Ça, c’était avant qu’on ait passé une semaine à vivre sur le parking de son atelier. Après notre expérience immersive à la fois dans les moteurs de voiture et avec John, elle a changé d’avis :
« Il est un peu bizarre, ce John. »
Il n'y a pas grand-chose à raconter sur la vie dans un garage de mécanicien, mais je peux en dire au moins deux choses. Au bout de quelques jours, une fine couche de cambouis noir vient vous recouvrir ainsi que toutes vos affaires. Si quelqu'un aurait essayé de vous attraper, vous lui auriez échappé comme un savon mouillé. La deuxième chose à dire c’est que les mécaniciens bourrus n'apprécient pas deux jeunes femmes qui posent beaucoup de questions.
« C’est quoi une courroie de distribution ? » on a demandé quand John nous a dit que la nôtre s'était cassée net.
« C’est facile à réparer, ça ? » on a demandé lorsque notre boîte de vitesse avait violemment explosée comme un pétard.
« Y’a un MacDo par-là ? » on a demandé quand on a eu faim.
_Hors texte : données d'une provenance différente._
PR #973, opened 2020-09-10
Remove data batch

zhangguanheng66:
This PR changes the input format of the building blocks in `experimental.transforms`, `experimental.vocab`, and `experimental.vectors` from a batch of data to a single data. For example, for `BasicEnglishNormalize` transform, the original format of the forward function is ["input is a list of string", "data batch"]. The new format of the forward function is "input is a single string". 

The data batch is more consistent with the transforms in pytext where the data from Hive are in the form of batch. In this way, the data processing pipeline will be placed in `collate_fn` which processes a batch of data from DataLoader.

However, the single data or line-by-line are more compatible with `torch.utils.data.Dataset`, which is used by the other two domain libraries. It is also more compatible with the existing experimental datasets. In this way, the data processing pipeline will be placed before DataLoader and in the `__getitem__` func within Dataset.


cpuhrsch:
We can introduce batch support later on in various ways

examples/data_pipeline/pipelines.py
```diff
@@ -5,9 +5,7 @@
     PretrainedSPVocab,
```
cpuhrsch, line 5: We should check if there is a need to update the performance numbers in the README file.

On that note, it should be easier to read if we aggregate those benchmark numbers into a table and also add the disclaimer that these numbers are for our development reference only.

zhangguanheng66: Done.

cpuhrsch (approved):

PR #975, opened 2020-09-12
Add build_vocab_from_iterator factory

zhangguanheng66:
Update `torchtext.experimental.vocab` with:
- add `build_vocab_from_iterator` func to generate experimental Vocab from an iterator.


torchtext/experimental/vocab.py
```diff
@@ -71,6 +71,23 @@ def vocab_from_file(file_object, min_freq=1, unk_token='<unk>', num_cpus=4):
     return Vocab(vocab_obj)
 
 
+def build_vocab_from_iterator(iterator):
```
fmassa, line 74: Any particular reason for not exposing the same arguments as `vocab` for `min_freq` and `unk_token`?

torchtext/experimental/vocab.py
```diff
@@ -71,6 +71,23 @@ def vocab_from_file(file_object, min_freq=1, unk_token='<unk>', num_cpus=4):
...
+    Build a Vocab from an iterator.
+
+    Arguments:
+        iterator: Iterator used to build Vocab. Must yield list or iterator of tokens.
+    """
+
+    counter = Counter()
+    for tokens in iterator:
+        counter.update(tokens)
+    sorted_by_freq_tuples = sorted(counter.items(), key=lambda x: x[1], reverse=True)
```
fmassa, line 85: Is sorting of the sequences a requirement / necessity? If yes, why not move it to `vocab` itself?

torchtext/experimental/vocab.py
```diff
@@ -71,6 +71,23 @@ def vocab_from_file(file_object, min_freq=1, unk_token='<unk>', num_cpus=4):
...
 
+def build_vocab_from_iterator(iterator):
+    """
+    Build a Vocab from an iterator.
+
+    Arguments:
+        iterator: Iterator used to build Vocab. Must yield list or iterator of tokens.
+    """
+
+    counter = Counter()
```
fmassa, line 82: If we don't expose `min_freq` to `vocab`, then this function effectively becomes the same thing as
```python
ordered_dict = OrderedDict([(v, k) for k, v in enumerate(sorted(set(iterator)))])
```

fmassa (commented):
Added a few comments, let me know what you think

torchtext/experimental/vocab.py
zhangguanheng66: The `iterator` will yield repeated tokens so we need a counter first and rank the high frequency tokens first. `set` will remove the frequency of the tokens.

torchtext/experimental/vocab.py
zhangguanheng66: We could. It's just the design of the vocab API.

torchtext/experimental/vocab.py
zhangguanheng66: There is an equivalent func in `torchtext.vocab` and we are maintaining the same behavior here. We could add `min_freq` and `unk_token` here.

bentrevett: `min_freq` and `unk_token` are exposed in `load_vocab_from_file` and `load_vocab_from_raw_text_file` so does it not make sense to expose them (as well as `pad_token`) in `build_vocab_from_iterator`?

zhangguanheng66: I can add those two for sure.

cpuhrsch (changes requested):
We've had discussions and a lot of back and forth about adding this by default in the past. Let's please have a high level decisions instead of updating our Vocabs to include or exclude this token by default. Really it shouldn't exist at all unless the user provides it. How is this necessary?

zhangguanheng66:
> We've had discussions and a lot of back and forth about adding this by default in the past. Let's please have a high level decisions instead of updating our Vocabs to include or exclude this token by default. Really it shouldn't exist at all unless the user provides it. How is this necessary?

I took a quick search among the vocabulary classes in other libraries:
- `pytext.torchscript.vocab.ScriptVocabulary` has attributes - `unk`, `pad`, `eos`, `bos`, `mask` ([link](https://github.com/facebookresearch/pytext/blob/3a55d553ddbbd76ba72467790f6ed634be306bc7/pytext/torchscript/vocab.py#L25-L29))
- `fairseq.data.dictionary.Dictonary` has attributes - `unk`, `pad`, `bos`, `eos` ([link](https://github.com/pytorch/fairseq/blob/23d8502bdde88a3e58e0910e2ee49834f8478b39/fairseq/data/dictionary.py#L24-L27))
- `allennlp.data.vocabulary.Vocabulary` has attributes - `oov`, `pad` ([link](https://github.com/allenai/allennlp/blob/2d5f24bd94ba229741a1a17e09b540a374447c77/allennlp/data/vocabulary.py#L238-L239))
- `torchtext.vocab` has attributes - `pad`, `unk` ([link](https://github.com/pytorch/text/blob/0302ea933b2141eb3cd495d8e60fa57d7f008811/torchtext/vocab.py#L45-L46))

cpuhrsch:
I think we have an opportunity to be more generic by not making these assumptions on default tokens. Even the unk token is something we might want to remove and instead add a method to specify a fallback token when something isn't found. That allows the user to get an error, if they want, and construct a perfect Vocab that fails on a miss.

zhangguanheng66:
> I think we have an opportunity to be more generic by not making these assumptions on default tokens. Even the unk token is something we might want to remove and instead add a method to specify a fallback token when something isn't found. That allows the user to get an error, if they want, and construct a perfect Vocab that fails on a miss.

OK, I will remove the `pad` token from the PR.

torchtext/experimental/vocab.py
cpuhrsch: We should always sort the tokens by frequency so that tokens that are accessed frequently are close to each other in the hash table, which can improve caching.

zhangguanheng66: We do sorting the tokens by frequency here when constructs a vocab instance. Francisco's suggestion is to move the sorting step to the vocab itself, not staying outside.

torchtext/experimental/vocab.py
```diff
@@ -77,6 +77,25 @@ def vocab_from_file(file_object, min_freq=1, unk_token='<unk>', num_cpus=4):
     return Vocab(vocab_obj)
 
 
+def build_vocab_from_iterator(iterator, min_freq=1, unk_token='<unk>'):
```
cpuhrsch, line 80: I'd want us to remove "unk_token" with a more generic solution in a follow-up PR so that we can also support Vocabs that fail if a key isn't present.

cpuhrsch (approved):

torchtext/experimental/vocab.py
zhangguanheng66: Will do it in the follow-up PR for the unknown token.

PR #980, opened 2020-09-14
[DO NOT REVIEW] Tolongtensor

zhangguanheng66:


erip:
This seems safe to close since we have an equivalent JIT'd transform, cc @parmeet

PR #981, opened 2020-09-14
packaging: Use cpu directory by default

seemethere:
Default to using the `cpu` directory since the base one is not reliable


zhangguanheng66 (commented):
LGTM

PR #1293, opened 2021-04-23
adding version.txt file

parmeet:
Required for FBcode.

Reference: https://github.com/pytorch/vision/pull/3202


setup.py
```diff
@@ -18,7 +18,8 @@ def read(*names, **kwargs):
 
 
 def _get_version():
```
mthrok, line 20:
```python
if 'BUILD_VERSION' in os.environ:
    version = os.environ('BUILD_VERSION')
else:
    with open(...) as f:
        version = f.readline().strip()
```

datumbox: I believe if you want to do what you propose, you will need to handle the extra corner-cases of adding or not the `sha` which is done on line 35. So you might end up requiring a general code refactoring of this method.

mthrok: more concretely

```python
def _get_version():
    try:
        cmd = ['git', 'rev-parse', 'HEAD']
        sha = subprocess.check_output(cmd, cwd=str(ROOT_DIR)).decode('ascii').strip()
    except Exception:
        sha = None

    if 'BUILD_VERSION' in os.environ:
        version = os.environ('BUILD_VERSION')
    else:
        with open(...) as f:
            version = f.readline().strip()
        if sha is not None:
            version += '+' + sha[:7]

    if sha is None:
        sha = 'Unknown'
    return version, sha
```

parmeet: @mthrok Thanks for suggestion, just to make sure this is just a refactoring of the code right? the end result is same except in once case we always end up reading the file?

datumbox (approved):
LGTM either as-is or with @mthrok's proposal.

setup.py
mthrok: Correct, it is more for the readability / maintainability for the release process.
In fact, introducing `version.txt` forces us to define the version number in multiple sources, (env var / version.txt) but the release process is expecting environment variables, so IMHO the code logic better reflects the intention.

cpuhrsch (approved):

Issue #1296, opened 2021-04-29
Convert iterator-style raw datasets to map-style raw datasets


parmeet:
## 🚀 Feature

**Motivation**

torchtext provide several open source nlp datasets in raw form. These datasets are provide as [Iterables](https://pytorch.org/docs/stable/data.html#iterable-style-datasets). Although there are times when user may prefer [map-style](https://pytorch.org/docs/stable/data.html#map-style-datasets) datasets.

**Pitch**

We would like to implement a functionality that would convert iterable datasets into map-style datasets. This functionality can either be implemented as functional where-in the input would be raw iterable dataset. An alternative implementation would be to directly provide it as a member function for [raw dataset iterable class](https://github.com/pytorch/text/blob/master/torchtext/data/datasets_utils.py#L282).

**Alternatives**

A naive approach would be to simply materialize iterator into list as follows:

```
from torchtext.datasets import IMDB
train_iter = IMDB(split='train')
train_dataset = list(train_iter)
```

Unfortunately, passing list to PyTorch DataLoader would have memory regressions for multi-processing. More details below.

**Additional context**

Note that the solution stated in Alternatives would have issues when doing multi-process data loading. This issue is discussd in details here (https://github.com/pytorch/pytorch/issues/13246). Other options would be to explore numpy tensors, but seems like it would suffer from same issue as lists, refer this this comment (https://github.com/pytorch/pytorch/issues/13246#issuecomment-445770039).

**Potential Solution**

One idea would be to create a thin C++ wrapper where in the data is stored in std::array<std::string> data-structure. This wrapper can then be binded in Python using [pybind11](https://github.com/pybind/pybind11). One potential caveat though is performance regression due to overhead of querying through binding functions. Hopefully this cost is negligible compared to downstream processing.

cc: @cpuhrsch

cpuhrsch:
I think we should also consider a functional that will do this operation for arbitrary iterables, so effectively a factory function for this kind of Dataset. Next to memory issues with lists of strings we should also keep in mind the shared memory semantics. Can we make this datastructure share-able across workers? Something that might help here (and is new in Python 3.8) is [shared_memory](https://docs.python.org/3/library/multiprocessing.shared_memory.html) and could maybe make this easier.

Kousik-Sasmal:
@parmeet @cpuhrsch  Is this issue still open? If yes, can you please assign this to me?

PR #1299, opened 2021-05-05
functional to convert iterables into map-style dataset

parmeet:
With reference to issue #1296, this is a naive implementation to convert to map-style datasets.

Follow-up:
- [ ] Move away from lists and implement specialized containers. Reference: #1296

### DIFF
--- a/torchtext/data/functional.py
+++ b/torchtext/data/functional.py
@@ -7,6 +7,7 @@ __all__ = [
     "sentencepiece_numericalizer", "sentencepiece_tokenizer",
     "numericalize_tokens_from_iterator",
     "filter_wikipedia_xml",
+    "to_map_style_dataset",
 ]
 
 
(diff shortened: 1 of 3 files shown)


torchtext/data/functional.py
```diff
@@ -249,3 +250,35 @@ def filter_wikipedia_xml(text_iterator):
...
+        >>> from torchtext.datasets import IMDB
+        >>> from torchtext.data import to_map_style_dataset
+        >>> train_iter = IMDB(split='train')
+        >>> train_dataset = to_map_style_dataset(train_iter)
+        >>> file_name = '.data/EnWik9/enwik9'
+        >>> data_iter = to_map_style_dataset(open(file_name,'r'))
+    """
+
+    # Inner class to convert iterable-style to map-style dataset
+    class map_style_dataset(torch.utils.data.Dataset):
```
cpuhrsch, line 272: nit: classes in Python should use [CamelCase](https://www.python.org/dev/peps/pep-0008/#id41) and we might want to prefix it with an underscore because it's private.

cpuhrsch (approved):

Il s'avère qu'une courroie de distribution, c’est important. Réparer une transmission, ce n'est pas facile. Et non, il n'y avait pas de MacDo dans ce petit bled de Port Wakefield, en Australie-Méridionale. On pouvait, cependant, aller se chercher un « Chiko Roll* » à la station-service.
« Ils sont bons, a dit John.
— Non, merci. » On a répondu.
Avant qu’on soit devenues les puces toutes recouvertes de graisse d’un mécanicien qui s’appelait John, on était en train de faire le tour de l’Australie dans une Mitsubishi Express 1997. Le voyage était mon idée, mais ç’a été facile de convaincre Chérie de m’accompagner. Je lui ai vendue un rêve d’océan et de liberté de la grande route ouverte. Au milieu de la deuxième semaine de notre voyage, Chérie a pris peur de conduire la camionnette sur la grande route. Elle ne pouvait pas se débarrasser de la sensation que les roues allaient se détacher et que le métal allait s'effondrer morceau par morceau jusqu'à ce que nous nous retrouvions assises sur la route, avec rien d’autre que les sièges.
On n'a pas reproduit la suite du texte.